§ Required action: Once the line with "The linting aspect" is found in the entries below, print it and each following line exactly, stopping after the line with "For the formatting"; print nothing else.
---------- Record set
PR #5587, opened 2024-06-21
Add Biome.js for local linting

sidharthv96:
## :bookmark_tabs: Summary

Adds Biome.js for local linting and formatting. 

ESLint has been causing memory issues, and the pre-commit hook is really slow.
Replacing pre-commit hook with biome enhances the productivity. 

Pros:
- Fast & light (won't take minutes for every commit)
- Has import sorting, without removing unused imports. 
Cons:
- Does not support all rules (No type aware rules, so we will still need eslint in CI)
- Not all errors will be caught in pre-commit, and CI will fail. But it's better than waiting minutes for each commit, or eslint crashing everytime. 

TODO:
- [x] Remove rules in eslint that are supported in biome. 

### :clipboard: Tasks

Make sure you


aloisklink (changes requested):
I think making two separate PRs for changing linting and changing prettier/formatting would be easier to understand.

---

But, I'm also not a big fan of having Biome linting overlapping with ESLint's linting, e.g. us having to both add `biome-ignore lint/suspicious/noFallthroughSwitchClause` and `eslint-disable no-fallthrough`.

Would it be better to instead use Oxlint for linting? It's literally designed for our use-case https://oxc.rs/docs/guide/usage/linter.html:

> At the current stage, oxlint is not intended to fully replace ESLint; it serves as an enhancement when ESLint's slowness becomes a bottleneck in your workflow.
>
> We recommend running oxlint before ESLint in your lint-staged or CI setup for a quicker feedback loop, considering it only takes a few seconds to run on large codebases.

There's an `eslint-plugin-oxlint` that automatically disables all ESLint rules that oxlint handles for you.

Biome still seems pretty nice for styling/formatting, though, so I think it can probably replace prettier. And I love the import sorting ability too.

sidharthv96:
Thanks for the `eslint-plugin-oxlint` suggestion, @aloisklink. I've added that. 
I don't think we should put extra effort to split this into two separate PRs, as the formatting changes are very minimal, and biome replaces prettier pretty good. 
Biome and oxc are both viable options, and we can switch to oxc in case we have any hiccups with biome, or we have a strong benefit with oxc.

aloisklink (commented):
The linting aspect seems okay to me (although I'd rather keep `pnpm lint` and `pnpm lint:fix` doing everything, to prevent confusion with CI failing).

---

For the formatting conversion, I still think there's some stuff to do.

- Are we're still keeping `prettier` for markdown and HTML files, since biome doesn't support them yet. Can we update the lint commands for this?

---

I think we also need to describe the changes in the PR description before merging it, e.g. summarizing what has changed, and what the new workflow is for contributors.

Something like:

> Add `biome` as an additional linter, and replace `prettier` with `biome`'s formatter for JavaScript, TypeScript, and JSON files.
>
> Git pre-commit hooks will now only run biome, to speed up git commits.
> ESLint will still be ran in CI and can be manually run with `pnpm xxxxxxxxxxx`.
>
> Some info about prettier here, depending on what we do with it.

PR #5598, opened 2024-06-25
fix: prevent escaping label styles

Yash-Singh1:
## :bookmark_tabs: Summary

Currently we use string concatenation to create the spans for labels inside diagrams, however this can be escaped in `securityLevel: loose` using a diagram syntax like the following:

```
flowchart
A --> B
style A color:red\"test \"
```

Screenshot 2024-06-25 at 1 50 46 PM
--------------------
§ Answer area:
The linting aspect seems okay to me (although I'd rather keep `pnpm lint` and `pnpm lint:fix` doing everything, to prevent confusion with CI failing).

---

For the formatting conversion, I still think there's some stuff to do.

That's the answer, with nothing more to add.